Comedic end of the world narratives have also arisen within the past several years—with a few more slated for 2013—and in Warm Bodies the humans have barricaded themselves behind walls in lone city. Julie’s father and commander of the humans (John Malkovich) has a chip on his shoulder, and Julie’s disappearance is worrying. The zombies are just as vulnerable as the humans, they are also terrorized by “boneys”, and advanced decomposed zombie that has be reduced solely to a skeleton.
Essentially, Warm Bodies is a tale of zombie rehabilitation. In the film, what separates zombies and humans is that zombies are unable to dream, feel warmth, bleed, and love. All these factors are dependent on the heart and brains, and the zombies lack the physical and emotional heart, and their brains are singling-minded: eat healthy brains. By providing affection and guidance, zombies can be rehabilitated, if only you can jump start their heart. Think of the Grinch’s heart growing three sizes. Cold, dead hearts lack the compassion to care, and their rapacious appetite for humans is based on their hunger to overwhelm the weak.

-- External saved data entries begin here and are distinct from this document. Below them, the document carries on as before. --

PR #398, opened 2026-06-02
feat(endo-fs): streaming tree clone

kumavis:
Split out of #383 (streaming clone half).

## Streaming Tree Clone (`@endo/endo-fs`)

Ships a whole directory tree to a destination as **one ordered, memory-bounded frame stream** rather than a client-driven pipelined walk that pays a round-trip per node. Implements Pillar 3c of `designs/endo-app-sharing.md`.

**API (`packages/endo-fs/src/clone.js`):**
- `streamTree(sourceRoot, options)` — serialise a source tree into a `PassableReader` of depth-first, name-sorted frames. Large files stream as base64 `chunk` frames so no whole file is buffered. Frames are pattern-validated via `CloneFrameShape`.
- `writeTreeStream(destRoot, reader)` — drain the stream into a destination `Directory`. Validates frames on the consumer side too, and creates files with `{ truncate: true }` so a re-clone over a shorter file leaves no stale trailing bytes.
- `cloneTree(sourceRoot, destRoot, options)` — convenience wrapper.

**Design decisions:** one stream (not pipelined walks); no content hashing (integrity is the secure transport's job); large files stream as chunks; pluggable durable destination via an ordinary `Directory` cap; base64 for CapTP marshalling.

**Tests (`packages/endo-fs/test/clone.test.js`):** full round-trip, empty files/dirs, multi-chunk large files, sub-tree clone, explicit `streamTree` + `writeTreeStream` composition, empty-tree edge case, and overwrite-into-a-non-empty-destination.

Outstanding follow-ups are tracked in `designs/endo-app-sharing.md` § Known Gaps (re-clone needs backend `setStat`; `harvestTree` N+1 `lookup`; `openFile` `any`-typing).

https://claude.ai/code/session_0112zLHkZKDDUzUDEwPvScwT

---
_Generated by [Claude Code](https://claude.ai/code/session_0112zLHkZKDDUzUDEwPvScwT)_

### DIFF
--- a/packages/endo-fs/test/clone.test.js
+++ b/packages/endo-fs/test/clone.test.js
@@ -1,0 +1,253 @@
+// @ts-nocheck
+/* eslint-disable import/order, no-await-in-loop */
+
+/**
+ * Streaming clone tests (designs/endo-app-sharing.md, Pillar 3c).
+ *
+ * `cloneTree(source, dest)` ships a whole tree as one ordered frame
+ * stream and recreates it under a destination Directory. These tests
+ * build an in-memory source, clone it into a fresh in-memory
+ * destination, and assert the structure and bytes round-trip — including
+ * empty files, empty directories, deep nesting, and multi-chunk content.
+ */
+
+import '@endo/init/debug.js';
+
+import test from 'ava';
+import { E } from '@endo/far';
+import { iterateBytesReader } from '@endo/exo-stream/iterate-bytes-reader.js';
+import { iterateBytesWriter } from '@endo/exo-stream/iterate-bytes-writer.js';
+import { readerFromIterator } from '@endo/exo-stream/reader-from-iterator.js';
+
+import { makeInMemoryFilesystem } from '../src/in-memory.js';
+import { cloneTree, streamTree, writeTreeStream } from '../src/clone.js';
+
+/** Wrap an array of frames as a PassableReader for writeTreeStream. */
+const readerOf = frames =>
+  readerFromIterator(
+    (async function* gen() {
+      for (const frame of frames) {
+        yield harden(frame);
+      }
+    })(),
+  );
+
+const utf8 = s => new TextEncoder().encode(s);
+const fromUtf8 = b => new TextDecoder().decode(b);
+
+const collectBytes = async readerRef => {
+  const chunks = [];
+  let total = 0;
+  for await (const chunk of iterateBytesReader(readerRef)) {
+    chunks.push(chunk);
+    total += chunk.length;
+  }
+  const buf = new Uint8Array(total);
+  let off = 0;
+  for (const c of chunks) {
+    buf.set(c, off);
+    off += c.length;
+  }
+  return buf;
+};
+
+const writeBytes = async (writerRef, bytes) => {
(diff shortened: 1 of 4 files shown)


packages/endo-fs/test/clone.test.js
```diff
@@ -0,0 +1,253 @@
...
+  readerFromIterator(
+    (async function* gen() {
+      for (const frame of frames) {
+        yield harden(frame);
+      }
+    })(),
+  );
+
+const utf8 = s => new TextEncoder().encode(s);
+const fromUtf8 = b => new TextDecoder().decode(b);
```
kriskowal: Please pin the merge base to an llm-xxxx hash with the current hash and rebase. That will make `@endo/bytes` / `@endo/utf8` available for here.

packages/endo-fs/test/clone.test.js
```diff
@@ -0,0 +1,253 @@
...
+    total += chunk.length;
+  }
+  const buf = new Uint8Array(total);
+  let off = 0;
+  for (const c of chunks) {
+    buf.set(c, off);
+    off += c.length;
+  }
+  return buf;
+};
```
kriskowal: Byte utilities should be in `@endo/bytes`.

kriskowal (changes requested):
Looking good, albeit stale.

packages/endo-fs/test/clone.test.js
kriscendobot: Done. Rebased onto a frozen `llm-6ea8640` snapshot of the current `llm` tip and pinned the PR base to it (`endo-fs` had since been reorganized into `packages/platform/src/fs/extended`, so the feature is re-homed there). `@endo/bytes` is now available; the test's UTF-8 encode/decode use `bytesFromText`/`bytesToText` (`@endo/bytes/from-string.js` and `/to-string.js`). There is no `@endo/utf8` package on `llm` — its UTF-8 helpers live in `@endo/bytes`, which is what I used.

<sub>model <code>claude-opus-4-8</code> · harness <code>claude</code> · garden <a href="https://github.com/kriscendobot/garden/commit/4e95097a29f765e4d9c220e6089a4671651cb95b"><code>4e95097a</code></a></sub>

packages/endo-fs/test/clone.test.js
kriscendobot: Done. The hand-rolled `TextEncoder`/`TextDecoder` byte↔string helpers are replaced with `@endo/bytes` (`bytesFromText`/`bytesToText`), and byte collection now reuses the canonical `collectBytes` porcelain helper from `@endo/platform/fs/extended` (`helpers.js`) instead of a local reader-drain-and-concat.

<sub>model <code>claude-opus-4-8</code> · harness <code>claude</code> · garden <a href="https://github.com/kriscendobot/garden/commit/4e95097a29f765e4d9c220e6089a4671651cb95b"><code>4e95097a</code></a></sub>

kriskowal:
Shepherd.

kriskowal (approved):

kriskowal (approved):
Conduct.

There is no way to separate the existence of the Edward in the Twilight series from Warm Bodies, except this film focuses on the dark comedic aspects, and does so rather well. Like most zombie films, there is something different in this world: the zombies are slowly evolving, and growing a heart. They also tend to taste memories since eating brain allows them to experience the memories of their victims. Whether the memories are tragic or euphoric, R admits in voiceover that the brains taste best, perhaps because their existence is ahistorical.
Warm Bodies is a comedy but its humor is sparse, mostly targeting younger female demographics. It lacks the organic self-awareness of Shaun of the Dead, except in the lengthy voiceovers provided by M, which cements the film’s perspective. The film also leans heavily on rock tunes from the 1980s, which perhaps helps the film retain its loose, light-hearted demeanor. There is nothing extraordinary about Warm Bodies as it sufficiently fills the role its premise has laid out.